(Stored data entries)
/---

PR #272, opened 2015-12-19
Feature proposal: add configurable `forceColor` option

toddmazierski:
When `true`, forces output to contain ANSI colors, even in non-interactive (non-tty) shells, where it may not be supported.

This may be a solution for the participants in #78. Thanks for looking!


src/Psy/Command/WhereamiCommand.php
```diff
@@ -108,8 +110,29 @@ protected function execute(InputInterface $input, OutputInterface $output)
...
         $contents = file_get_contents($info['file']);
         $output->page($highlighter->getCodeSnippet($contents, $info['line'], $num, $num), ShellOutput::OUTPUT_RAW);
     }
+
+    /**
+     * Sets whether or not to force colors in output.
+     *
+     * @param bool $forceColor
+     */
+    public function setForceColor($forceColor)
```
bobthecow: I would personally use a constructor argument for this, rather than getters and setters. That simplifies things here as well as `Shell::getDefaultCommands` :)

bobthecow:
:+1: 

Does it make sense to add support for invoking force color via a command line flag as well?

```
$ psysh --force-color ...
```

src/Psy/Command/WhereamiCommand.php
toddmazierski: Ah! I was wondering about that. Will do. :+1:

toddmazierski:
> Does it make sense to add support for invoking force color via a command line flag as well?

It does to me! I'll make that change. :+1:

toddmazierski:
Ready for re-review, @bobthecow! Thanks for the feedback. :smile: 

I'll squash everything into a single commit if it's a "go" to merge.

bobthecow:
looks good to me.

The one other thing to consider is whether to have a three-state color option, i.e. true/false/auto. IIRC some windows users run into trouble with colors with some combination of cygwin or third party terminals, or something. If we go that route, flags could be `--color` and `--no-color`, corresponding to `'forceColor' => true` and `'forceColor' => false`. If not set at all, it would be auto as it currently does by default.

toddmazierski:
> The one other thing to consider is whether to have a three-state color option, i.e. true/false/auto.

Both colorization libraries PsySH uses _are_ taking Windows terminals into account in their auto-detection functions:

* [`StreamOutput` in Symfony](https://github.com/symfony/symfony/blob/2dbb75aef49c39ac680a31f44514f94c29de681d/src/Symfony/Component/Console/Output/StreamOutput.php#L83-L100)
* [`ConsoleColor` in PHP Console Color](https://github.com/JakubOnderka/PHP-Console-Color/blob/6855b75259010f67e8425aff1259c6e3f63750b7/src/JakubOnderka/PhpConsoleColor/ConsoleColor.php#L198-L208)

Because of this, I don't think PsySH needs to be concerned about a third `--no-color` configuration state.

That said, I'm curious to hear your thoughts, and I'm happy to help if it's decided that's the way to go. :smile:

bobthecow:
> Both colorization libraries PsySH uses are taking Windows terminals into account in their auto-detection functions:

Right. I seem to recall something about that sort of auto detection failing in some circumstances, which is why most Symfony console based apps (e.g. `composer`) have `--ansi` and `--no-ansi` flags for forcing either direction.

That said, I don't have a strong opinion either way :)

toddmazierski:
> …most Symfony console based apps (e.g. `composer`) have `--ansi` and `--no-ansi` flags for forcing either direction.

Hmm…consistency _is_ important. And having to deprecate & rename a configuration flag just because we didn't take into account all possible states sounds annoying.

I'm convinced. :smile:  If you'll allow me a few more days, I'll make that modification. Thanks for discussing, @bobthecow!

bobthecow:
Sounds good. Thanks @toddmazierski :)

bobthecow:
@toddmazierski Any update on this? Thanks!

toddmazierski:
My apologies for the delay, @bobthecow! I'll wrap this up this weekend.

bobthecow:
No worries. Thanks

toddmazierski:
Moving to #279!

bobthecow:
:+1:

\---

TASK ITEM →
Exactness is what counts here: write out every record again.

ANSWER TO THIS PROBLEM →
PR #272, opened 2015-12-19
Feature proposal: add configurable `forceColor` option

toddmazierski:
When `true`, forces output to contain ANSI colors, even in non-interactive (non-tty) shells, where it may not be supported.

This may be a solution for the participants in #78. Thanks for looking!


src/Psy/Command/WhereamiCommand.php
```diff
@@ -108,8 +110,29 @@ protected function execute(InputInterface $input, OutputInterface $output)
...
         $contents = file_get_contents($info['file']);
         $output->page($highlighter->getCodeSnippet($contents, $info['line'], $num, $num), ShellOutput::OUTPUT_RAW);
     }
+
+    /**
+     * Sets whether or not to force colors in output.
+     *
+     * @param bool $forceColor
+     */
+    public function setForceColor($forceColor)
```
bobthecow: I would personally use a constructor argument for this, rather than getters and setters. That simplifies things here as well as `Shell::getDefaultCommands` :)

bobthecow:
:+1: 

Does it make sense to add support for invoking force color via a command line flag as well?

```
$ psysh --force-color ...
```

src/Psy/Command/WhereamiCommand.php
toddmazierski: Ah! I was wondering about that. Will do. :+1:

toddmazierski:
> Does it make sense to add support for invoking force color via a command line flag as well?

It does to me! I'll make that change. :+1:

toddmazierski:
Ready for re-review, @bobthecow! Thanks for the feedback. :smile: 

I'll squash everything into a single commit if it's a "go" to merge.

bobthecow:
looks good to me.

The one other thing to consider is whether to have a three-state color option, i.e. true/false/auto. IIRC some windows users run into trouble with colors with some combination of cygwin or third party terminals, or something. If we go that route, flags could be `--color` and `--no-color`, corresponding to `'forceColor' => true` and `'forceColor' => false`. If not set at all, it would be auto as it currently does by default.

toddmazierski:
> The one other thing to consider is whether to have a three-state color option, i.e. true/false/auto.

Both colorization libraries PsySH uses _are_ taking Windows terminals into account in their auto-detection functions:

* [`StreamOutput` in Symfony](https://github.com/symfony/symfony/blob/2dbb75aef49c39ac680a31f44514f94c29de681d/src/Symfony/Component/Console/Output/StreamOutput.php#L83-L100)
* [`ConsoleColor` in PHP Console Color](https://github.com/JakubOnderka/PHP-Console-Color/blob/6855b75259010f67e8425aff1259c6e3f63750b7/src/JakubOnderka/PhpConsoleColor/ConsoleColor.php#L198-L208)

Because of this, I don't think PsySH needs to be concerned about a third `--no-color` configuration state.

That said, I'm curious to hear your thoughts, and I'm happy to help if it's decided that's the way to go. :smile:

bobthecow:
> Both colorization libraries PsySH uses are taking Windows terminals into account in their auto-detection functions:

Right. I seem to recall something about that sort of auto detection failing in some circumstances, which is why most Symfony console based apps (e.g. `composer`) have `--ansi` and `--no-ansi` flags for forcing either direction.

That said, I don't have a strong opinion either way :)

toddmazierski:
> …most Symfony console based apps (e.g. `composer`) have `--ansi` and `--no-ansi` flags for forcing either direction.

Hmm…consistency _is_ important. And having to deprecate & rename a configuration flag just because we didn't take into account all possible states sounds annoying.

I'm convinced. :smile:  If you'll allow me a few more days, I'll make that modification. Thanks for discussing, @bobthecow!

bobthecow:
Sounds good. Thanks @toddmazierski :)

bobthecow:
@toddmazierski Any update on this? Thanks!

toddmazierski:
My apologies for the delay, @bobthecow! I'll wrap this up this weekend.

bobthecow:
No worries. Thanks

toddmazierski:
Moving to #279!

bobthecow:
:+1:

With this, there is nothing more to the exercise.